Methods: : The choroidal haemodynamics were assessed at the central foveal avascular zone using Laser Doppler Flowmetry (LDF). Choroidal velocity (LDFvel), volume (LDFvol) and flow (LDFflow) were recorded at 2 sessions: baseline (B1, breathing room air) and isoxic hypercapnia (IH: breathing CO2 enriched air until end tidal pCO2 increased approximately 15% above B1 with constant O2 supply). B1: one eye of each of 51 healthy volunteers grouped by mean spherical equivalent (MSE): a) 23 emmetropes with MSE ±0.50 D (mean MSE 0.00 ±0.47D; mean age 42.75 ± 16.94 years), b) 28 myopes with spherical equivalent (MSE) < -1.00D (mean MSE -3.80 ± 2.12D; mean age 35.60 ± 14.94 years) were matched and assessed. IH: subgroups comprising 10 myopes (mean MSE -3.90 ± 2.06; mean age 30.90 ± 12.16 years) and 10 emmetropes (mean MSE -0.21 ± 0.30D; mean age 33.10± 10.37 years) were matched and evaluated. Blood pressure (BP), intraocular pressure (IOP), mean arterial pressure (MAP), ocular perfusion pressure (OPP) and body mass index (BMI) were established.

Results: : B1: There were no differences in BP, MAP, BMI or OPP between groups. Choroidal blood velocity was 28% lower in myopes (p=0.03). IH: BP, IOP, OPP and MAP did not change significantly. Emmetropes did not show a significant change in choroidal haemodynamics; whereas the choroidal blood velocity significantly increased in myopes (p=0.03) reaching the baseline choroidal velocity level of the emmetropes

Conclusions: : Under room air conditions low-moderate myopia was associated with reduced choroidal blood velocity.
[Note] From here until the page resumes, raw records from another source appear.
PR #800, opened 2022-11-08
WIP: Hash variables using trace

Neumann-A:
Still WIP put already open for comments. 

Current status: trace output has been parsed and put into a workable struct.

PR #816, opened 2022-11-19
Add triplet variables to control abi entries for binarycache

Osyotr:
`VCPKG_IGNORED_ABI_KEYS`: list of entries to remove from from `vcpkg_abi_info.txt` (`key1;key2;...;keyN`)
`VCPKG_ADDITIONAL_ABI_ENTRIES`: list of additional entries to add to `vcpkg_abi_info.txt` (`key1 value1;key2 value2;...;keyN valueN`)

It's now possible to completely override triplet hash or remove dependencies hashes from abi entries.
⚠Of course, this must be used with caution. ⚠

```cmake
set(VCPKG_TARGET_ARCHITECTURE x64)
set(VCPKG_CRT_LINKAGE dynamic)
set(VCPKG_LIBRARY_LINKAGE dynamic)

# ⚠ This might break things, but we take the risk
set(VCPKG_ADDITIONAL_ABI_ENTRIES "my_custom_triplet_abi 9C6553BC-E762-458E-BDEF-2FEEBD6388BD")
set(VCPKG_IGNORED_ABI_KEYS "triplet_abi" "powershell")

if("${PORT}" STREQUAL "libpng")
    list(APPEND VCPKG_IGNORED_ABI_KEYS "zlib")
endif()
```


bansan85:
This feature is really nice. Tracking powershell version is annoying because Windows Update breaks the whole cache. And adding new entries may be needed (i.e. to track version of external tools).

Will it be merged ?

There is conflicts for the merge action. Files changed are small. I don't have write permission in this MR. If @Osyotr don't have time to fix it, is it fine that I create another MR that can be merged ?

Osyotr:
> Tracking powershell version is annoying because Windows Update breaks the whole cache.

Use `--x-abi-tools-use-exact-versions`.

> And adding new entries may be needed (i.e. to track version of external tools).

This is now possible using `VCPKG_HASH_ADDITIONAL_FILES` albeit a bit clumsy.

> Will it be merged ?

I don't have high hopes for that, considering there hasn't been any comments from maintainers in three years.
Feel free to resubmit, but you will also need to write tests.

bansan85:
I noticed `VCPKG_HASH_ADDITIONAL_FILES`, but I was afraid it would require keeping the file alive in the build tree (or somewhere else).
I just made a test, and it's fine. `vcpkg` adds in `vcpkg_abi_info.txt`:

`additional_file_0 33307da56af13f791584518fef2e49641180bfbf2ef7b2d256c9ab6fad564f80`

and the cache worked as expected.

I will also try `--x-abi-tools-use-exact-versions` the next time PowerShell will be updated.

Thanks.

BillyONeal:
I think this needs:

1. A better description of what you want to do with this. This may be a much more 'general' hammer than we need here.
2. At least 1 end to end test for each newly added knob.
3. Docs, probably that need to include (1) as well as counterexamples.

`VCPKG_IGNORED_ABI_KEYS` I am weakly against at this time as anything it could be used to exclude is likely to break vcpkg contracts with customers, but I could be convinced given a sufficient value for (1) above.

`VCPKG_ADDITIONAL_ABI_ENTRIES` I am weakly against at this time because I do not understand how it differs from just having the content in the triplet file itself. I become weakly in favor if we also do https://github.com/microsoft/vcpkg-tool/pull/596 or https://github.com/microsoft/vcpkg-tool/pull/800 as that will give it an obvious use case.

Osyotr:
> A better description of what you want to do with this

Every touch to the triplet file is a guaranteed world rebuild and I wanted to have control over that by replacing `triplet_abi` with own abi entry that is updated manually. Cheap alternative to https://github.com/microsoft/vcpkg-tool/pull/596 and https://github.com/microsoft/vcpkg-tool/pull/800. 

Also, at that time I did some patching of Qt library so I wanted to speed up testing of the patches by skipping rebuilds of some heavy-ish dependencies like QtWebKit. The workflow was like this:
- Add `qt5-base` to `VCPKG_IGNORED_ABI_KEYS` for `qt5-webkit`.
- Patch `qt5-base`.
- Modify triplet:
    - If I *know* that `qt5-base` abi has changed (e.g. changed some public header):
        - Add or bump version of `qt5-base_ABI` in `VCPKG_ADDITIONAL_ABI_ENTRIES`.
    - If I didn't change anything meaningful:
        - Do nothing.
- Test changes with my app.

---
Nowadays I just don't need touch the triplet very often ([this](https://github.com/Neumann-A/my-vcpkg-triplets/blob/e5f3f2d06430fa475feccbb34a5d61023807b854/x64-win-llvm.cmake#L23) trick together with `VCPKG_HASH_ADDITIONAL_FILES` helps).
And for quick patching I sometimes use leftovers from vcpkg build and just copy binaries manually.

I will close this PR (at least for now).

BillyONeal:
> Also, at that time I did some patching of Qt library so I wanted to speed up testing of the patches by skipping rebuilds of some heavy-ish dependencies like QtWebKit. The workflow was like this:
> 
> * Add `qt5-base` to `VCPKG_IGNORED_ABI_KEYS` for `qt5-webkit`.
> * Patch `qt5-base`.
> * Modify triplet:
>   
>   * If I _know_ that `qt5-base` abi has changed (e.g. changed some public header):
>     
>     * Add or bump version of `qt5-base_ABI` in `VCPKG_ADDITIONAL_ABI_ENTRIES`.
>   * If I didn't change anything meaningful:
>     
>     * Do nothing.
> * Test changes with my app.

That is a *very* good (1) and flips my vote from weakly against to weakly in favor.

Hypercapnia did not result in significant choroidal changes in emmetropes; whereas, myopes exhibited a significant increase in choroidal blood velocity. These results suggest that myopes have a significantly lower resting choroidal flow velocity which is highly responsive to CO2. The differences in vascular reactivity may be related to the anatomy of the myopic eye and suggest the existence of a local choroidal response.